CHP İzmir Milletvekili Murat Bakan, Aile, Çalışma ve Toplumsal Hizmetler Bakanlığı’na İzmir’de ve Türkiye’de kaç bayanın ŞÖNİM’e başvurduğunu sordu.
Bakanlık tarafından paylaşılan bilgilere nazaran; İzmir ŞÖNİM’e 2018 yılında bin 854 bayan, 2019 yılında bin 781 bayan ve 2020 yılında 2 bin 54 bayan başvurdu. Ayrıyeten 2020 yılı içerisinde, bin 187 bayan ve beraberindeki 774 çocuk, toplam bin 961 kişi İzmir’de Bakanlığa bağlı üç bayan konukevine sığındı. Bakanlık, Türkiye geneline dair dataları ise açıklamadı.
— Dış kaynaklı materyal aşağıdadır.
Issue #2973, opened 2026-01-18
`objective_c` iOS framework missing `LC_ENCRYPTION_INFO_64` load command - App Store Connect rejection


xonaman:
The `objective_c` package (v9.2.2) builds an iOS framework that is rejected by App Store Connect with the following error:

> The binary is invalid. The encryption info in the LC_ENCRYPTION_INFO load command is either missing or invalid, or the binary is already encrypted. This binary does not seem to have been built with Apple's linker.

**Root Cause:**

The `linkLib` method in `hook/build.dart` doesn't include the `-Wl,-encryptable` linker flag, which is required for App Store submission. This flag tells the linker to add the `LC_ENCRYPTION_INFO_64` load command to the binary.

**Verification:**

```bash
otool -l objective_c.framework/objective_c | grep -A 5 "LC_ENCRYPTION_INFO"
# Returns nothing - the load command is missing
```

**Workaround:**

Patch `~/.pub-cache/hosted/pub.dev/objective_c-9.2.2/hook/build.dart` line 129:

```diff
  Future<void> linkLib(
    List<String> objects,
    String output,
    List<String> flags,
  ) => _compile([
    '-shared',
+   '-Wl,-encryptable',
    '-undefined',
    'dynamic_lookup',
    ...flags,
    ...objects,
  ], output);
```

Then run `flutter clean && flutter build ipa`.

**Expected Behavior:**

The framework should include `LC_ENCRYPTION_INFO_64` with `cryptid 0` to pass App Store Connect validation.

**Environment:**
- Flutter 3.38.x
- Dart 3.10.x
- objective_c 9.2.2
- Xcode 16.x
- macOS

liamappelbe:
@xonaman Thanks for the patch. I'll get a PR out today and probably publish the fix tomorrow.

liamappelbe:
@xonaman Rereading your report, and I just realized you called the patch a workaround. Is that the fix, or just a workaround and the proper fix is more involved?

xonaman:
> [@xonaman](https://github.com/xonaman) Rereading your report, and I just realized you called the patch a workaround. Is that the fix, or just a workaround and the proper fix is more involved?

@liamappelbe for me, it’s a workaround, since I’ll need to redo it on every pub get, but your you, it‘s a patch. I tried submitting my app with the suggested change and my submission was accepted.

PR #2975, opened 2026-01-19
[objective_c] Fix a code signing bug

liamappelbe:
Fixes https://github.com/dart-lang/native/issues/2973

### DIFF
--- a/pkgs/objective_c/hook/build.dart
+++ b/pkgs/objective_c/hook/build.dart
@@ -127,6 +127,7 @@ class Builder {
     List<String> flags,
   ) => _compile([
     '-shared',
+    '-Wl,-encryptable',
     '-undefined',
     'dynamic_lookup',
     ...flags,
--- a/pkgs/ffigen/example/objective_c/pubspec.yaml
+++ b/pkgs/ffigen/example/objective_c/pubspec.yaml
@@ -11,7 +11,7 @@ dependencies:
   args: ^2.6.0
   ffi: ^2.0.1
   logging: ^1.3.0
-  objective_c: ^9.2.2
+  objective_c: ^9.2.3
 
 dev_dependencies:
   dart_flutter_team_lints: ^3.5.2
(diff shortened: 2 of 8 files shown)


pkgs/objective_c/hook/build.dart
```diff
@@ -127,6 +127,7 @@ class Builder {
     List<String> flags,
   ) => _compile([
     '-shared',
+    '-Wl,-encryptable',
```
dcharkes, line 130: Should this be fixed in the `CBuilder` in `package:native_toolchain_c` for all iOS builds instead?

goderbauer: And potentially macOS builds?

liamappelbe: yeah, I don't think there's any good reason not to unconditionally include this flag in all Mac and iOS builds.

liamappelbe: This build hook doesn't directly use native_toolchain_c, so adding the flag there is orthogonal to this PR. I'll send a separate PR for that.

dcharkes (approved):

pkgs/objective_c/hook/build.dart
goderbauer: Is there a good reason it is reaching into the internals of package:native_tollchain_c (e.g. this file is importing `package:native_toolchain_c/src/cbuilder/compiler_resolver.dart`) instead of just using its public API? Should we migrate it to the package (and/or add to the public API of native_toolchain_c whatever it needs to make that possible)?

dcharkes: We have a ton things we'd like to do for `package:native_toolchain_c`, but no prio. The most important things:

* Tool discovery is not a public API, to make it nice it would require refactoring.
* Tight coupling between the `BuildInput` and `CBuilder`, making it impractical to use `CBuilder` outside a build hook.

(This is the reason why package native toolchain c in labs, and 0.x.)

liamappelbe: iirc, the main reason I'm not using C builder for the whole build is that I need to mix C and ObjC into a single dylib, which wasn't possible (at least when I was first writing the hook). To support this use case native_toolchain_c would need to allow users to do a build in multiple stages, first creating arbitrarily many obj files (with different build flags), then do linking as a separate step.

CHP’li Murat Bakan hususla ilgili şu formda konuştu: “Sadece İzmir’de son 3 yıl içinde toplamda 5 bin 689 bayan ŞÖNİM’lere başvurmuş. Türkiye genelini düşündüğümüzde, yüzbinlerce bayanın şiddete maruz kaldığını ve devlete sığındığını kestirim etmek güç değil. Şeffaflık olmazsa, ‘kadına yönelik şiddete karşı sıfır tolerans ilkesi’nden de ‘etkili’ uğraştan de bahsedilemez. Birkaç yıl evvel bayanların; istediği yerde kahkaha atması, istediği kadar çocuk yapması ya da hiç yapmaması, çocuğunu istediği üzere doğurması ya da hiç doğurmaması, ‘işsizliğin bayanlar iş aradığı için yüksek olması’ üzere gündemler yaratılıyordu. Artık bunlar akıllara dahi gelmiyor. Zira her gün erkekler tarafından katledilen bayanların haberlerini okuyoruz… Her gün toplumsal medyada ‘ölmek istemiyorum’ paylaşımları yapan bayanların, çocukların adalet arayışına tanıklık ediyoruz… Bugün Türkiye’de bayanlar evvel hayatta kalmak için gayret ediyorlar. Bugün, bayanlar ‘emek’ uğraşını ‘sermayeye’ karşı değil, ‘şiddete’ karşı -ve evvel hayatta kalmak üzere- veriyorlar.
‘STANBUL MUKAVELESİ’Nİ TARTIŞMAYA BİLE AÇAMAZSINIZ’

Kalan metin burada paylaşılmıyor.